[Dataset entries]

PR #1885, opened 2021-05-20
[RDY] Fix the search for Theme Hospital installs on Windows

TheCycoONE:
The macos directories were inserting nulls in the array which ipairs
would stop on without iterating through all options. Fixed by replacing
with empty strings. \\ directories in the search caused considerable
pause in windows and were invalid, so skip checking them. Add up to date
"GOG Games" folder which has been the default for awhile now.

This was a somewhat recent regression. Please test non-Windows OSs to ensure I didn't break anything (remove your config.txt and run, with/without a hospital directory that can be located.)

### DIFF
--- a/CorsixTH/Lua/app.lua
+++ b/CorsixTH/Lua/app.lua
@@ -1253,19 +1253,26 @@ function App:checkInstallFolder()
     -- then linux Filesystem Hierarchy Standard, then Windows Program Files
     -- mac_app_dir is the macOS app base directory named CorsixTH.app
     local mac_app_dir = debug.getinfo(1).short_src:match("(.*)/Contents/.")
-    local user_dir = os.getenv("HOME") or os.getenv("HOMEPATH") or ""
-    local possible_locations = { user_dir, user_dir .. pathsep ..  "Documents",
+    local user_dir = os.getenv("HOME") or os.getenv("HOMEPATH")
+    local possible_locations = {
+      user_dir,
+      user_dir and (user_dir .. pathsep ..  "Documents"),
       select(1, corsixth.require("config_finder")):match("(.*[/\\])"):sub(1, -2),
-      mac_app_dir, mac_app_dir and mac_app_dir:match("(.*)/.*%.app"),
+      mac_app_dir,
+      mac_app_dir and mac_app_dir:match("(.*)/.*%.app"),
       "/Applications/Theme Hospital.app/Contents/Resources/game/Theme Hospital.app/" ..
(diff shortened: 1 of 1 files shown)


CorsixTH/Lua/app.lua
```diff
@@ -1254,20 +1254,27 @@ function App:checkInstallFolder()
...
+      "/usr/share/games/corsix-th",
+      "/usr/local/share/games/corsix-th",
+      os.getenv("ProgramFiles") or "",
+      os.getenv("ProgramFiles(x86)") or "",
+      [[C:]], [[D:]], [[E:]], [[F:]], [[G:]], [[H:]] }
     local possible_folders = { "ThemeHospital", "Theme Hospital", "HOSP", "TH97",
-      [[GOG.com\Theme Hospital]], [[Origin Games\Theme Hospital\data\Game]] }
+      [[GOG.com\Theme Hospital]], [[GOG Games\Theme Hospital]],
+      [[Origin Games\Theme Hospital\data\Game]] }
     for _, dir in ipairs(possible_locations) do
```
lewri, line 1273: Couldn't these just be changed to normal pairs if ipairs was finishing prematurely?

tobylane:
This works, and Lewri's suggestion (with the extra or "" taken out) works too.

I'm surprised that I must have introduced this in 1858, because I had the reverse situation there in testing.

TheCycoONE:
Removing the or "" and changing to ipairs means I'd have to do something different about userdir (changing it to nil and verifying it exists before concatenating with Documents) - which I suppose isn't the end of the world /Documents is unlikely where we want to look anyway.
Also loses deterministic search order - which probably isn't too helpful anyway.
Sure.

What I'd like is OS dependent paths, but I was trying to be conservative in my changes nearing release for something I wanted in the release.

TheCycoONE:
Is there any problems with the drive letters on OSs MacOS?

tobylane:
> Is there any problems with the drive letters on MacOS?

None

> Removing the or "" and changing to ipairs means I'd have to do something different about userdir (changing it to nil and verifying it exists before concatenating with Documents)

If I change HOME to HME then the home directory isn't checked, and /Documents (a root folder) is checked. I see, or "" does fix it in all places.

tobylane (approved):

TheCycoONE:
Updated to use pairs and nil values as suggested.

TheCycoONE:
Build is failing for unrelated reasons, see #1886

▶ **TASK REQUIREMENTS**:
None of the lines above may be skipped. Transcribe each one exactly.

▶ **TASK RESULT**:
PR #1885, opened 2021-05-20
[RDY] Fix the search for Theme Hospital installs on Windows

TheCycoONE:
The macos directories were inserting nulls in the array which ipairs
would stop on without iterating through all options. Fixed by replacing
with empty strings. \\ directories in the search caused considerable
pause in windows and were invalid, so skip checking them. Add up to date
"GOG Games" folder which has been the default for awhile now.

This was a somewhat recent regression. Please test non-Windows OSs to ensure I didn't break anything (remove your config.txt and run, with/without a hospital directory that can be located.)

### DIFF
--- a/CorsixTH/Lua/app.lua
+++ b/CorsixTH/Lua/app.lua
@@ -1253,19 +1253,26 @@ function App:checkInstallFolder()
     -- then linux Filesystem Hierarchy Standard, then Windows Program Files
     -- mac_app_dir is the macOS app base directory named CorsixTH.app
     local mac_app_dir = debug.getinfo(1).short_src:match("(.*)/Contents/.")
-    local user_dir = os.getenv("HOME") or os.getenv("HOMEPATH") or ""
-    local possible_locations = { user_dir, user_dir .. pathsep ..  "Documents",
+    local user_dir = os.getenv("HOME") or os.getenv("HOMEPATH")
+    local possible_locations = {
+      user_dir,
+      user_dir and (user_dir .. pathsep ..  "Documents"),
       select(1, corsixth.require("config_finder")):match("(.*[/\\])"):sub(1, -2),
-      mac_app_dir, mac_app_dir and mac_app_dir:match("(.*)/.*%.app"),
+      mac_app_dir,
+      mac_app_dir and mac_app_dir:match("(.*)/.*%.app"),
       "/Applications/Theme Hospital.app/Contents/Resources/game/Theme Hospital.app/" ..
(diff shortened: 1 of 1 files shown)


CorsixTH/Lua/app.lua
```diff
@@ -1254,20 +1254,27 @@ function App:checkInstallFolder()
...
+      "/usr/share/games/corsix-th",
+      "/usr/local/share/games/corsix-th",
+      os.getenv("ProgramFiles") or "",
+      os.getenv("ProgramFiles(x86)") or "",
+      [[C:]], [[D:]], [[E:]], [[F:]], [[G:]], [[H:]] }
     local possible_folders = { "ThemeHospital", "Theme Hospital", "HOSP", "TH97",
-      [[GOG.com\Theme Hospital]], [[Origin Games\Theme Hospital\data\Game]] }
+      [[GOG.com\Theme Hospital]], [[GOG Games\Theme Hospital]],
+      [[Origin Games\Theme Hospital\data\Game]] }
     for _, dir in ipairs(possible_locations) do
```
lewri, line 1273: Couldn't these just be changed to normal pairs if ipairs was finishing prematurely?

tobylane:
This works, and Lewri's suggestion (with the extra or "" taken out) works too.

I'm surprised that I must have introduced this in 1858, because I had the reverse situation there in testing.

TheCycoONE:
Removing the or "" and changing to ipairs means I'd have to do something different about userdir (changing it to nil and verifying it exists before concatenating with Documents) - which I suppose isn't the end of the world /Documents is unlikely where we want to look anyway.
Also loses deterministic search order - which probably isn't too helpful anyway.
Sure.

What I'd like is OS dependent paths, but I was trying to be conservative in my changes nearing release for something I wanted in the release.

TheCycoONE:
Is there any problems with the drive letters on OSs MacOS?

tobylane:
> Is there any problems with the drive letters on MacOS?

None

> Removing the or "" and changing to ipairs means I'd have to do something different about userdir (changing it to nil and verifying it exists before concatenating with Documents)

If I change HOME to HME then the home directory isn't checked, and /Documents (a root folder) is checked. I see, or "" does fix it in all places.

tobylane (approved):

TheCycoONE:
Updated to use pairs and nil values as suggested.

TheCycoONE:
Build is failing for unrelated reasons, see #1886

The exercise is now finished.